In this article, an in silico methodology is described for the discovery of new mycobacterial serine/threonine-protein kinase, PknB, inhibitors. From the six compounds identified as potential inhibitors, only one (AB-00011214) was able to turn the active site from a closed to an open conformation, with a shift in the position of the residue Glu59. In the simulations of the other five compounds, there was a slight shift of the Glu59, but only toward one of the Mg cations; this was not enough to lead to an open conformation. Two of the FDA compounds (Tedizolid Phosphate and Gadofosveset) caused significative changes in the position of the activation and catalytic loops, with Tedizolid showing intracellular antimicrobial activity against Mtb. Of course, the precise kinetic effect of these structural modifications is still not clear; however, these results can provide clues toward a better understanding of the inhibitory mechanism. Further in vitro and in vivo experimental studies on the drugs described should be considered to evaluate their ability to cross the bacterial envelope and confirm their actual potential as anti-tuberculosis agents, not only against Mtb but also toward resistant strains.
In conclusion, the data presented here demonstrate that this multi-level computational approach accurately predicted the binding position of several crystallographic compounds and identified six potential strong candidates for PknB inhibition.

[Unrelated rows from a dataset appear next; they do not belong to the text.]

PR #3843, opened 2019-01-16
Send SNI for HTTPS connections (required for Google Cloud Storage)

kevinoid:
Several Google servers, including storage.googleapis.com, send an invalid certificate in response to HTTPS connections which do not include Server Name Indication (SNI) in ClientHello:

    OU = "No SNI provided; please fix your client.", CN = invalid2.invalid

This can be demonstrated by running `openssl s_client -connect storage.googleapis.com:443` with and without the `-noservername` option.  This causes errors in boto, such as:

      File "./gsbototest.py", line 6, in <module>
        boto.storage_uri('bucket-name', 'gs').create_bucket()
      File "/tmp/boto/boto/storage_uri.py", line 574, in create_bucket
        storage_class)
      File "/tmp/boto/boto/gs/connection.py", line 95, in create_bucket
        data=get_utf8_value(data))
      File "/tmp/boto/boto/s3/connection.py", line 682, in make_request
        retry_handler=retry_handler
      File "/tmp/boto/boto/connection.py", line 1074, in make_request
        retry_handler=retry_handler)
      File "/tmp/boto/boto/connection.py", line 1033, in _mexe
        raise ex
    ssl.SSLError: [SSL: CERTIFICATE_VERIFY_FAILED] certificate verify failed (_ssl.c:727)

Where `gsbototest.py` has the following content:

```python
#!/usr/bin/env python

import boto
import gcs_oauth2_boto_plugin

boto.storage_uri('bucket-name', 'gs').create_bucket()
```

To fix the issue, this PR sends SNI, where possible.  This requires calling `wrap_socket` on an `SSLContext` instance.  The necessary `SSLContext` is constructed and additional `SSLSocket` attributes are set using the [same code as `SSLSocket`](https://github.com/python/cpython/blob/v2.7.15/Lib/ssl.py#L555-L570) to minimize potential differences introduced.  The code is only called when `SSLContext` is available (Python 2.7.9 and later) and only when OpenSSL is compiled with SNI support.

Thanks for considering,
Kevin

### DIFF
--- a/boto/https_connection.py
+++ b/boto/https_connection.py
@@ -125,10 +125,28 @@ class CertValidatingHTTPSConnection(http_client.HTTPConnection):
         else:
             msg += "using system provided SSL certs"
         boto.log.debug(msg)
-        self.sock = ssl.wrap_socket(sock, keyfile=self.key_file,
-                                    certfile=self.cert_file,
-                                    cert_reqs=ssl.CERT_REQUIRED,
-                                    ca_certs=self.ca_certs)
+        if hasattr(ssl, 'SSLContext') and getattr(ssl, 'HAS_SNI', False):
+            # Use SSLContext so we can specify server_hostname for SNI
+            # (Required for connections to storage.googleapis.com)
+            context = ssl.SSLContext(ssl.PROTOCOL_SSLv23)
+            context.verify_mode = ssl.CERT_REQUIRED
+            if self.ca_certs:
+                context.load_verify_locations(self.ca_certs)
+            if self.cert_file:
+                context.load_cert_chain(self.cert_file, self.key_file)
+            self.sock = context.wrap_socket(sock, server_hostname=self.host)
+            # Add attributes only set in SSLSocket constructor without context:
+            self.sock.keyfile = self.key_file
+            self.sock.certfile = self.cert_file
+            self.sock.cert_reqs = context.verify_mode
+            self.sock.ssl_version = ssl.PROTOCOL_SSLv23
+            self.sock.ca_certs = self.ca_certs
+            self.sock.ciphers = None
+        else:
+            self.sock = ssl.wrap_socket(sock, keyfile=self.key_file,
+                                        certfile=self.cert_file,
+                                        cert_reqs=ssl.CERT_REQUIRED,
+                                        ca_certs=self.ca_certs)
         cert = self.sock.getpeercert()
         hostname = self.host.split(':', 0)[0]
         if not ValidateCertificateHostname(cert, hostname):


houglum:
Given the note about `-noservername`, I found that this only happens when the version of OpenSSL your Python installation is built against is 1.1.1 -- 1.1.0 and below doesn't have that flag, and this isn't a problem for people using versions prior to 1.1.1.

Most GCE VMs I've created have used version 1.0.1, 1.0.2, or 1.1.0 of OpenSSL, which explains why most folks aren't seeing this.   <strike>Looking at the OpenSSL downloads page, 1.1.1 is currently in alpha, so I'm not sure if this new behavior will change or not.  I'd opt for waiting until this becomes part of the stable version before we pull in any fixes to address it.</strike>

----------------------------------------------------
To reproduce this on an Ubuntu 16 machine, I had to download OpenSSL from source, install pyenv, and build a Python version (I chose 2.7.13) against the newly-installed OpenSSL libraries.  I followed a mix of instructions from [this post](https://websiteforstudents.com/manually-install-the-latest-openssl-toolkit-on-ubuntu-16-04-18-04-lts/), to configure/make OpenSSL 1.1.1, and [this StackOverflow post](https://stackoverflow.com/questions/18752409/updating-openssl-in-python-2-7), to install pyenv and build Python against the new version.

```shell
# Install OpenSSL 1.1.1a:
$ cd /tmp
$ wget https://www.openssl.org/source/openssl-1.1.1.tar.gz
$ tar xvf openssl-1.1.1.tar.gz
$ cd openssl-1.1.1/
$ sudo apt-get install make gcc
$ sudo ./config -Wl,--enable-new-dtags,-rpath,'$(LIBRPATH)'
$ sudo make
$ sudo make install

# Install pyenv:
$ git clone https://github.com/pyenv/pyenv.git ~/.pyenv
$ echo 'export PYENV_ROOT="$HOME/.pyenv"' >> ~/.bash_profile
$ echo 'export PATH="$PYENV_ROOT/bin:$PATH"' >> ~/.bash_profile
$ echo -e 'if command -v pyenv 1>/dev/null 2>&1; then\n  eval "$(pyenv init -)"\nfi' >> ~/.bash_profile
$ exec "$SHELL"

# Build a new Python 2.7.13 installation against OpenSSL 1.1.1a:
$ export CONFIGURE_OPTS="CPPFLAGS=-I/usr/local/include LDFLAGS=-L/usr/local/lib"
$ sudo apt-get install -y make build-essential libssl-dev zlib1g-dev libbz2-dev libreadline-dev libsqlite3-dev wget curl llvm libncurses5-dev libncursesw5-dev xz-utils tk-dev libffi-dev liblzma-dev python-openssl
$ pyenv 2.7.13
```

And finally, I used the interpreter at ~/.pyenv/versions/2.7.13/bin/python2 to run @kevinoid's repro.  It takes a while to get that error message if your boto config file's `num_retries` isn't set to something low like 1.

kevinoid:
Great analysis!  Thanks @houglum!  That's good information and explains why this issue isn't more widespread.

To clarify, [1.1.1 was released in November](https://mta.openssl.org/pipermail/openssl-announce/2018-November/000141.html).  It's no longer alpha.  OpenSSL uses a confusing versioning scheme with a letter at the end, so 1.1.1a is the first of the 1.1.1 series of releases.

The reason I encountered the issue is that 1.1.1a is currently in Debian Testing (since 2018-11-25).  I assume 1.1.1 will be in Buster when it releases in a few months.

Thanks again for looking into it!  Let me know if we need to figure out why the issue occurs on 1.1.1 and not 1.1.0 more specifically.

kevinoid:
Ha!  I even got the OpenSSL versioning wrong myself.  [1.1.1 was released in September](https://mta.openssl.org/pipermail/openssl-announce/2018-September/000133.html) and [1.1.1a in November](https://mta.openssl.org/pipermail/openssl-announce/2018-November/000141.html) as the second release of the series.  Confusing indeed.

Also note that since `1.1.1~~pre6-1` (including the current version `1.1.1a-1`) Debian compiles OpenSSL with a default security level of 2 (instead of 1 which is the upstream default).  I don't think it's relevant here, since you were able to reproduce the issue with the upstream default, but it has bitten me before so I thought it was worth mentioning.

houglum:
Ah, you're right on the versioning semantics -- thanks.  That makes this a bit higher priority :)

xnox:
BTW this was proposed before already in https://github.com/boto/boto/pull/3836/files as well. But the code there looks different.

Which one is better?

kevinoid:
Good catch @xnox!  I'm not sure how I missed it.  Here are the differences I noticed:

* In #3836, HTTPS connections will fail on Python < 2.7.9 and Python3 < 3.4 due to missing [`ssl.create_default_context`](https://docs.python.org/3/library/ssl.html#ssl.create_default_context) (which caused the [Travis CI build failure on Python 3.3](https://travis-ci.org/boto/boto/jobs/437349552)).
* #3836 adds SNI to `AWSAuthConnection.proxy_ssl`.  #3843 does not.  I am not aware of any issues with AWS caused by lack of SNI, but it may be preferable to send SNI for consistency or future-proofing.
* #3836 replaces [`ssl.wrap_socket`](https://docs.python.org/3/library/ssl.html#ssl.wrap_socket) with [`SSLContext.wrap_socket`](https://docs.python.org/3/library/ssl.html#ssl.SSLContext.wrap_socket) unconditionally, whereas #3843 continues to use [`ssl.wrap_socket`](https://docs.python.org/3/library/ssl.html#ssl.wrap_socket) when SNI support is not available.  I did this to change the code-path only when required.  However, after re-examining it, I think reducing the number of code paths and avoiding a deprecated method is probably a better choice.
* #3836 instantiates the `SSLContext` using [`ssl.create_default_context`](https://docs.python.org/3/library/ssl.html#ssl.create_default_context) while #3843 calls the constructor.  The practical difference is that #3836 calls [`SSLContext.load_default_certs(Purpose.SERVER_AUTH)`](https://docs.python.org/3/library/ssl.html#ssl.SSLContext.load_default_certs) on the context (before loading `key_file` and/or `ca_certs`) while #3843 never calls it (which matches [`ssl.wrap_socket`](https://docs.python.org/3/library/ssl.html#ssl.wrap_socket)).
* #3843 adds the [attributes set by the `SSLSocket` constructor](https://github.com/python/cpython/blob/v2.7.15/Lib/ssl.py#L555-L570) when called by `ssl.wrap_socket` so `sock` will have the same attributes.  Since these properties don't appear to be present in Python 3, this is probably unnecessary, but again I was trying to minimize changes.

Let me know if I should change the behavior in this PR for any of the above points, or feel free to close and merge #3836.

kevinoid:
> * #3836 replaces [`ssl.wrap_socket`](https://docs.python.org/3/library/ssl.html#ssl.wrap_socket) with [`SSLContext.wrap_socket`](https://docs.python.org/3/library/ssl.html#ssl.SSLContext.wrap_socket) unconditionally, whereas #3843 continues to use [`ssl.wrap_socket`](https://docs.python.org/3/library/ssl.html#ssl.wrap_socket) when SNI support is not available.  I did this to change the code-path only when required.  However, after re-examining it, I think reducing the number of code paths and avoiding a deprecated method is probably a better choice.

After further consideration, this also depends on whether Python without `ssl.SSLContext` should be supported (Python < 2.7.9, Python3 < 3.2).

houglum:
In the interest of not breaking backward compatibility (for anyone that might be using this on old Python versions), I'd prefer this PR, which falls back to the old behavior if SNI isn't available.

Looks good to me.  @mfschwartz, could you review and merge this into Boto?  I've pulled @kevinoid's `add-sni` branch into a local clone of gsutil and run all of our unit and integration tests with it, against both s3:// and gs:// resources.

boto/https_connection.py
```diff
@@ -125,10 +125,28 @@ def connect(self):
         else:
             msg += "using system provided SSL certs"
         boto.log.debug(msg)
-        self.sock = ssl.wrap_socket(sock, keyfile=self.key_file,
-                                    certfile=self.cert_file,
-                                    cert_reqs=ssl.CERT_REQUIRED,
-                                    ca_certs=self.ca_certs)
+        if hasattr(ssl, 'SSLContext') and getattr(ssl, 'HAS_SNI', False):
+            # Use SSLContext so we can specify server_hostname for SNI
+            # (Required for connections to storage.googleapis.com)
```
mfschwartz, line 130: Have you tested what this does to requests sent to S3?

I want to make sure changes made for the sake of GCS functionality don't break S3 customer calls.

houglum: Yep.  I ran the integration tests against S3; the tests were run with v1.1.0 of OpenSSL, which, according to the interpreter session below, should hit this code path:

```
>>> import ssl
>>> hasattr(ssl, 'SSLContext')
True
>>> getattr(ssl, 'HAS_SNI', False)
True
>>> ssl._OPENSSL_API_VERSION
(1, 1, 0, 6, 15)
```

mfschwartz (approved):

mfschwartz:
Why are there Travis failures? I'm ready to merge this PR once they're fixed.

kevinoid:
Thanks @mfschwartz!

Travis failed for Python 2.6 during `pip install -r requirements-py26.txt` with `ImportError: cannot import name check_output` from `from subprocess import check_output` in `.eggs/pycparser-2.19-py2.6.egg/pycparser/__init__.py`.  It appears to be unrelated to this PR and occurs for all recent builds that I checked.

kevinoid:
Thanks for merging it @mfschwartz (and to @houglum and @xnox for helping to review)!

Also, I just submitted #3844 to fix the Python 2.6 build errors.

xnox:
Thank you all!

It also provided solid structural information on the protein–ligand interactions that can be used to design more specific and effective derivatives.

Supplementary Materials

The following are available online, Figure S1: Root mean square deviation plots for the selected ligands from the ZINC/FDA database, Figure S2: Root mean square deviation plots for the selected ligands from the Mu.Ta.Lig. Virtual Chemotheca, Figure S3: Root mean square deviation plots for the selected ligands from the Chimiothèque Nationale, Table S1: GOLD Re-docking results showing the Impact of the presence of Mg2+ and Mn2+ on the score, Table S2: CHEMPLP Cross-docking score results for all the molecular targets studied. A higher score corresponds to a better affinity, Table S3: ASP score results for all the molecular targets studied. A higher score corresponds to a better affinity, Table S4: ChemScore score results for all the molecular targets studied. A higher score corresponds to a better affinity, Table S5: GoldScore score results for all the molecular targets studied. A higher score corresponds to a better affinity, Table S6: Vina score results for all the molecular targets studied. A more negative score corresponds to a better affinity.

Author Contributions

Conceptualization, S.F.S.; methodology, T.F.V., F.G.M., J.P.M. and T.B.; software, T.F.V., F.G.M., J.P.M. and T.B.; validation, T.F.V., F.G.M., J.P.M. and T.B.; formal analysis, T.F.V., F.G.M., J.P.M. and T.B.; investigation, T.F.V., F.G.M., J.P.M. and T.B.; resources, T.F.V., F.G.M., J.P.M. and T.B.; data curation, T.F.V., F.G.M., J.P.M. and T.B.; writing—original draft preparation, T.F.V. and F.G.M.; writing—review and editing, S.F.S.; visualization, T.F.V. and F.G.M.; supervision, S.F.S.; project administration, S.F.S.; funding acquisition, S.F.S. All authors have read and agreed to the published version of the manuscript.

Funding

This work was supported by national funds from Fundação para a Ciência e a Tecnologia (grant numbers: SFRH/BD/137844/2018, UIDP/04378/2020, UIDB/04378/2020 and 2020.01423.CEECIND/CP1596/CT0003). Some of the calculations were produced with the support of the INCD funded by the FCT and FEDER under project 01/SAICT/2016 number 022153, and projects CPCA/A00/7140/2020 and CPCA/A00/7145/2020.

Institutional Review Board Statement

Not applicable.

Informed Consent Statement

Not applicable.

Conflicts of Interest

The authors declare no conflict of interest.

Sample Availability

Samples of the compounds are available from the databases cited in this work.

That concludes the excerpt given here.